PR #707, opened 2026-08-12
integrations: GitHub and Amazon Bedrock providers

timujinne:
Two new built-in integration providers, and richer validation notes for the AWS ones.

## GitHub (`github`, api_key)

A read-only token for GitHub API consumers — org-statistics dashboard widgets and the like. GraphQL requires authentication even for public data, so the least-privilege credential is a fine-grained PAT with public-repo read-only access. Validated with the generic Bearer GET against `/rate_limit`. Instructions walk through fine-grained token creation.

## Amazon Bedrock (`amazon_bedrock`, api_key)

Long-term Bedrock API keys (plain Bearer, no SigV4) plus a region field. Validation is a new `:amazon_bedrock` strategy: `ListFoundationModels` in the configured region — the cheapest call that proves the key, the region, and the `bedrock:CallWithBearerToken` permission at once. It is the same auth header the OpenAI-compatible runtime endpoint accepts, so a green check means the AI completions path can authenticate too.

Declares `:ai_completions` with the primary region as the default `base_url`; other regions override `base_url` per AI endpoint. Two field-tested caveats are spelled out in the card instructions:

- the key's IAM identity must allow `bedrock:CallWithBearerToken` — without it every Bearer call answers 403 even when invoke permissions are in place;
- the OpenAI-compatible endpoint (`…/openai/v1`) currently serves only the `openai.gpt-oss-*` models — Anthropic and the rest answer on the native Converse API with the same key.

## aws_ses Test enrichment

The Test verdict stays the retry-confirmed send-quota probe (its transient-signature logic is what keeps good keys from being called invalid). A passing check now also reports the account id and per-service permissions (SES/SQS/SNS) via `PhoenixKit.AWS.CredentialsVerifier` — the same sweep the Emails settings page runs — so "Test connection" says whose key it is and what it may do. The SES and Bedrock cards gain step-by-step instructions with console/docs links, and the SES one cross-references Admin → Settings → Emails as the home of the delivery pipeline.

Also: the connections table gets the `zebra` variant like every other admin list.

## Verified

Live on a host app: GitHub connection validates and feeds the dashboard widgets; Bedrock connection validates ("38 foundation models visible in eu-central-1") and completes end-to-end through phoenix_kit_ai 0.19.0 against `openai.gpt-oss-20b-1:0` (and through native Converse with the same key). Pre-commit gate (compile --warnings-as-errors, format, credo --strict, sobelow) green on both commits.

### DIFF
--- a/lib/phoenix_kit/integrations/integrations.ex
+++ b/lib/phoenix_kit/integrations/integrations.ex
@@ -1072,6 +1072,9 @@ defmodule PhoenixKit.Integrations do
   defp do_validate(%{auth_type: :api_key, validation: %{strategy: :brevo_api}}, data),
     do: Validators.brevo_api(data)
 
+  defp do_validate(%{auth_type: :api_key, validation: %{strategy: :amazon_bedrock}}, data),
+    do: Validators.amazon_bedrock(data)
+
   defp do_validate(%{auth_type: :bot_token, validation: %{strategy: :telegram}}, data),
     do: Validators.telegram(data)
 
--- a/lib/phoenix_kit/integrations/providers.ex
+++ b/lib/phoenix_kit/integrations/providers.ex
@@ -185,10 +185,12 @@ defmodule PhoenixKit.Integrations.Providers do
       deepseek(),
       xai(),
       elevenlabs(),
+      amazon_bedrock(),
       aws_ses(),
       smtp(),
       brevo_api(),
-      telegram()
+      telegram(),
+      github()
     ]
   end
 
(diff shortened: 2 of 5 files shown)


timujinne:
Two independent reviews ran against this branch (one with full repo access, one diff-only); `8bd5974a` addresses everything substantiated:

- **verdict/enrichment separation** — the CredentialsVerifier sweep now runs in its own probe after the send-quota verdict and is strictly additive; its failure/exit/timeout can no longer flip a passing key into an error (and `{:ok, nil}`, which `record_validation/3` couldn't match, is gone);
- **least-privilege keys** — the permissions note lists only granted management APIs, so a `ses:SendEmail`-only key no longer reads as "SES denied";
- **Bedrock 403 ≠ invalid credentials** — an authenticated key lacking `bedrock:CallWithBearerToken` is told exactly that;
- Bedrock probe wrapped in `Probe.run` with Req retries off; region guard accepts 2–4 letter prefixes (`eusc-de-east-1`) and trims pasted whitespace; the models note stops implying per-account grants; docstrings stop promising cross-region guarantees the static `base_url` cannot keep;
- pure helpers (`aws_note/3`, `bedrock_models_note/2`, `valid_aws_region?/1`) are public and covered by new tests (36 green).

Known and deliberately left as-is:
- `check_permissions/3` still probes EC2 `DescribeRegions` whose result the note discards (one spare AWS call per manual Test click; trimming it means touching `PhoenixKit.AWS.CredentialsVerifier`'s public shape);
- the note now surfaces the AWS account id in `validation_status`/activity payloads — admin-only, non-credential, but new data in logs;
- `priv/gettext/*.pot` has ~700 lines of pre-existing extraction drift; ran `mix gettext.extract` locally and reverted rather than drown this diff — worth a separate catalog catch-up pass.

timujinne:
A third review pass (independent, diff-only) ran after the previous fixes; `ce14a769` addresses what it found:

- **partial permissions map** — `aws_note/3` is public for tests, so a caller handing it a map without one of the service keys would have hit `Map.values/1` on `nil`; missing services now simply read as "not granted";
- **trailing whitespace in the Bedrock key** — trimmed like the region already was, so a key pasted with a newline no longer reads as invalid credentials;
- **403 is ambiguous** — a key issued for a *different region* answers exactly like a missing IAM action, so the message now names the region and offers both explanations instead of sending the operator to edit IAM;
- **China partition** — Bedrock answers on `.amazonaws.com.cn` there; the global host never resolves, which surfaced as "could not reach Bedrock" for a perfectly good key.

Tests: 38 green (two new — partial-map note assembly, partition host). Full gate (compile `--warnings-as-errors`, docs, format, credo `--strict`, dialyzer) green.

Two suggestions from that pass were considered and not taken: the enrichment sweep's cost inside its own probe deadline (it is already strictly additive — a timeout degrades to "no note", never to a failed verdict), and splitting the model-catalog note's parenthetical into a separate gettext string (the single sentence reads better in the connection card).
━━━━━━━━━━━━━━━━
= Requirement =
Look above for the line with "catalog catch-up pass."; retype exactly that line, every line after it up to the line with "- **403 is ambiguous**", and that line too, nothing else.

= Problem solution =
- `priv/gettext/*.pot` has ~700 lines of pre-existing extraction drift; ran `mix gettext.extract` locally and reverted rather than drown this diff — worth a separate catalog catch-up pass.

timujinne:
A third review pass (independent, diff-only) ran after the previous fixes; `ce14a769` addresses what it found:

- **partial permissions map** — `aws_note/3` is public for tests, so a caller handing it a map without one of the service keys would have hit `Map.values/1` on `nil`; missing services now simply read as "not granted";
- **trailing whitespace in the Bedrock key** — trimmed like the region already was, so a key pasted with a newline no longer reads as invalid credentials;
- **403 is ambiguous** — a key issued for a *different region* answers exactly like a missing IAM action, so the message now names the region and offers both explanations instead of sending the operator to edit IAM;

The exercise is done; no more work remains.